By my unofficial count, both Asshole Types, 1 and 2, are about 95% pickup truck drivers.  And not just pickup trucks; invariably it is a "lifted" 4WD pickup truck.  Occasionally, these appear to be work trucks, but usually not.

This is not to say that every asshole on the road is driving a pickup, or that every pickup is driven by someone like this; it's just that of the drivers who drive like this, most are driving pickups.  And I would also observe that pickup trucks use copious amounts of precious fossil fuels, and the amount of wasted fuel increases dramatically with speed, and with the acceleration and braking that results from driving this way.


So the question for the panel is:  (a) Do assholes buy 4WD pickup trucks, or (b) does driving a pickup truck turn some people into assholes?

NOTE:  A generation ago, the same question would have been apropos for drivers of the original VW "bugs."


----------



## Ringel05 (Aug 15, 2014)

Uummmm, you forgot Asshole #A1
The driver that goes to pass, knowing everyone else in the passing lane is going faster than he/she/it is and refuses to speed up because he/she/it might be slightly inconvenienced and would prefer to inconvenience others then complain about how they drive........


----------



## HereWeGoAgain (Aug 15, 2014)

DGS49 said:


> My daily commute involves traveling about 25 miles in each direction on a heavily-traveled interstate highway (I-79, if you must know).
> 
> As with a lot of such roads, the posted speed limit is 55, but the flow of traffic is 65-70 mph most of the time.  Occasionally there is a bit of congestion, but it normally moves smoothly.
> 
> ...



  Would it hurt you to speed up when you pass? And driving in traffic with cruise on is a major no,no.


----------



## FuzzyCat (Aug 15, 2014)

I'm a nearly 70 y.o. female who drives a big Ram!
If you can't merge with the flow of traffic when passing, then slow down & stay in the right lane!  It is people like you who cause road rage and end up getting hurt in the end!


----------



## House (Aug 15, 2014)

Not a pickup driver, but the whole "speed up when you pass" thing drew my interest.

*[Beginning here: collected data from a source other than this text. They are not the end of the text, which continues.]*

Issue #4268, opened 2019-09-26
empty FEATURE_TRANSITION in OSW


hroest:
When using the `-enable_uis_scoring` parameter, the `FEATURE_TRANSITION` table is not populated when running OpenSWATH in non-IPF mode. This is because the corresponding SQL string never gets written out:

https://github.com/OpenMS/OpenMS/blob/61219b2c48abf09d480950fda86d06c4fb30f3ba/src/openms/source/ANALYSIS/OPENSWATH/OpenSwathOSWWriter.cpp#L440-L447

hroest:
@grosenberger maybe we should change that line to 
```
if (enable_uis_scoring_ && !sql_feature_uis_transition.empty())
```

PR #4286, opened 2019-10-04
Update OpenSwathOSWWriter.cpp

hroest:
- Fixes https://github.com/OpenMS/OpenMS/issues/4268
- Removes a side effect of UIS scoring (no transition level output in OSW when enabled)

@grosenberger we should test this and investigate what other side effects UIS scoring has


grosenberger:
Thank you, @hroest, that looks like a good solution! 👍

timosachsenberg:
rebuild jenkins

PR #4296, opened 2019-10-11
Add citation for FeatureFinderIdentification to documentation

hendrikweisser:


jpfeuffer:
You can additionally do it in the TOPPTool constructor. Then it will also show up on the command line and in the tool description (i.e. KNIME).

hendrikweisser:
> You can additionally do it in the TOPPTool constructor.

Are there predecents/guidelines for that? So far I've seen and added references only in the main documentation.

hroest:
> > You can additionally do it in the TOPPTool constructor.
> 
> Are there predecents/guidelines for that? So far I've seen and added references only in the main documentation.

https://abibuilder.informatik.uni-tuebingen.de/archive/openms/Documentation/nightly/html/a07762.html#ab8287673d1342334ccb7519a5c04a7d7

cbielow:
I was about to send a link to the docs, but doing it seemed almost as fast --> see #4304

PR #4298, opened 2019-10-11
Minor changes to allow compiling with Visual Studio 2019

nateglasser:
In VS2019 the standard libraries were refactored to not define std::string, which led to some compilation errors where string wasn't explicitly included. A comparison operator in two of the tests also needed to be defined const.


hroest:
:+1: if it compiles and thanks a lot @nateglasser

I drive a Freightliner that is governed at 68. If I'm in a 75 zone and come up on somebody that is doing 65, I'm not staying behind them just to appease people who don't have the mental faculties to handle the onerous task of raising their right foot half an inch.

Why?  Because quite frequently in that kind of situation, we'll approach a downhill slope.  I'm not trying to be stuck behind pokey riding my brakes when I can let my truck pick up a few extra mph and save fuel at the same time.

So if somebody needs to pass, do try to hold your temper in check for the brief moment it takes them to complete their pass and get out of your oh-so-better-than-them way.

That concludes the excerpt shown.